Teatro, 'Sombras' sul Rio de la Plata
di Francesco Greco. GALLIPOLI (Le) – Maria (una superba, commuovente Rachele Andrioli) rinasce in una delle infinite vite che ci toccano e partorisce una bambina di nome Maria (cioè se stessa). A quel punto, un neonato che una giovane madre tiene nel passeggino in prima fila comincia a piangere. Il pubblico incredulo trattiene il respiro: l’arte si fonde con la vita come se una regia occulta lo avesse messo sullo story-board. Impossibile distinguere l’una dall’altra: sono una cosa sola, ontologicamente intrecciati, inseparabili. Dal Carro di Tespi a Carmelo Bene, è una magia che accade di rado: stasera è accaduto e noi ne siamo stupefatti testimoni. (Foto: Guglielmo Bianchi)
La standing- ovation è calda, affettuosa, riconoscente. Siamo al Teatro “Italia” di Gallipoli (magnificamente diretto dal dr.
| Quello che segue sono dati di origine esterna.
PR #11272, opened 2025-07-29
[hyprpm] Remove -nn flag and make notification behaviour more consist…

KAGEYAM4:

Previously` -nn` was introduced in https://github.com/hyprwm/Hyprland/pull/8167.  `-nn` turns on `-n` --> `notifyFail = notify = true;` and many `notify()` are ran without checking the flag, Creating 3 cases where notification will be generated ->

1. Some notification always gets generated.
https://github.com/hyprwm/Hyprland/blob/43966cc787c4a8844ac1e7affaadeedde8f4cc60/hyprpm/src/main.cpp#L60-L61
https://github.com/hyprwm/Hyprland/blob/43966cc787c4a8844ac1e7affaadeedde8f4cc60/hyprpm/src/main.cpp#L147-L148
https://github.com/hyprwm/Hyprland/blob/43966cc787c4a8844ac1e7affaadeedde8f4cc60/hyprpm/src/main.cpp#L170-L171
2. `-n` only generated one notification showing everything loaded successfully.
https://github.com/hyprwm/Hyprland/blob/43966cc787c4a8844ac1e7affaadeedde8f4cc60/hyprpm/src/main.cpp#L209-L210
3. `-nn`, turns on `-n` and also generates more warning/errors
https://github.com/hyprwm/Hyprland/blob/43966cc787c4a8844ac1e7affaadeedde8f4cc60/hyprpm/src/main.cpp#L152-L153
https://github.com/hyprwm/Hyprland/blob/43966cc787c4a8844ac1e7affaadeedde8f4cc60/hyprpm/src/main.cpp#L197-L205

Under this PR,  warning and error notification will always work, -n will only give visual confirmation that plugin loaded successfully, eye candy.

Compatibility may break, for that a solution is needed.

Breaking Changes for users using this flag.

### DIFF
--- a/hyprpm/src/main.cpp
+++ b/hyprpm/src/main.cpp
@@ -25,8 +25,8 @@ constexpr std::string_view HELP = R"#(┏ hyprpm, a Hyprland Plugin Manager
 ┃
 ┣ Flags:
 ┃
-┣ --notify       | -n    → Send a hyprland notification for important events (including both successes and fail events).
-┣ --notify-fail  | -nn   → Send a hyprland notification for fail events only.
+┣ --notify       | -n    → Send a hyprland notification confirming successful plugin load.
+┃                          Warnings/Errors trigger notifications regardless of this flag.
 ┣ --help         | -h    → Show this menu.
 ┣ --verbose      | -v    → Enable too much logging.
 ┣ --force        | -f    → Force an operation ignoring checks (e.g. update -f).
@@ -47,7 +47,7 @@ int                        main(int argc, char** argv, char** envp) {
     }
 
     std::vector<std::string> command;
-    bool                     notify = false, notifyFail = false, verbose = false, force = false, noShallow = false;
+    bool                     notify = false, verbose = false, force = false, noShallow = false;
     std::string              customHlUrl;
 
     for (int i = 1; i < argc; ++i) {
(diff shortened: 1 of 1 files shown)


KAGEYAM4:
@vaxerski  any thougts?

KAGEYAM4:
Done https://github.com/hyprwm/hyprland-wiki/pull/1281

hyprpm/src/main.cpp
```diff
@@ -57,8 +57,6 @@ int                        main(int argc, char** argv, char** envp) {
                 return 0;
             } else if (ARGS[i] == "--notify" || ARGS[i] == "-n") {
                 notify = true;
-            } else if (ARGS[i] == "--notify-fail" || ARGS[i] == "-nn") {
```
vaxerski: maybe keep it but mention its deprecated to not break?

KAGEYAM4:
```cpp
else if (ARGS[i] == "--notify-fail" || ARGS[i] == "-nn") {
  std::println(stderr, "{}", failureString("Deprececated flag."));
  g_pPluginManager->notify(ICON_INFO, 0, 10000, "[hyprpm] -n flag is deprecated, see hyprpm --help.");
}
```

is this good ?

vaxerski: yeah

KAGEYAM4: Done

Pasquale Petrucelli, un uomo silenzioso che ama profondamente l’arte che dà corpo all’animo umano), colmo di gente: l’arte vera, la poesia con la p maiuscola, quando si materializzano per magia, non conoscono recessione, c’è un riflusso dalla tv spazzatura e le sue dee fintebionde: occorre sacrificare agli dèi. E’ la “prima” nazionale di “Sombras” (tra gli invisibili del Rio de la Plata), musical in due atti con le immortali melodie di Astor Piazzolla, uno studio teatrale curato da Dino Scalabrin (direzione musicale e arrangiamenti), Salvo Ferraro (lavoro sui testi), Chiara Idrusa Scrimieri (ideazione scenica e regia), progetto di Siroco Vo.g.liamo a SudEst, in collaborazione con Shurùq Ensemble e Idrusa Visual Lab.
Un’opera musicale insospettata, di struggente bellezza, capace di ridurre al silenzio il pubblico. Dolce come un frutto selvatico, sfavillante come un corallo. Peraltro, una sorta di laboratorio aperto, che nelle repliche future potrà avere degli innesti sia testuali che coreografici e musicali. Siamo nel barrio di Buenos Aires e da ogni angolo spuntano ombre, spettri ansiosi di raccontarci le storie delle loro vite semanticamente affollate come se avessero deciso di sbarazzarsi di un fardello assai ingombrante. A un certo punto irrompe anche uno psicanalista a cui Maria racconta gli episodi più significativi della sua infanzia. Sacro e profano corrono separati, si intrecciano, si separano con leggerezza e sensualità, milonga (è considerata l’antenato del tango) e tango diventano password, archetipi della narrazione retta da un linguaggio crudo e poetico, neorealista, di didascalica potenza evocatrice.
E dunque, la voce del bandoneòn impregna i vicoli di Buenos Aires, ombre in agguato agli angoli delle strade, entrano ed escono da questo mondo e da quello dei morti con una leggerezza straziante raccontando tristezze, passioni, inquietudini: l’immortalità appare una condanna perché diviene tormento, sofferenza infinita. “Il tango – ha detto Jorge Luis Borges – è ragione e passione: un modo di stare nella vita…”.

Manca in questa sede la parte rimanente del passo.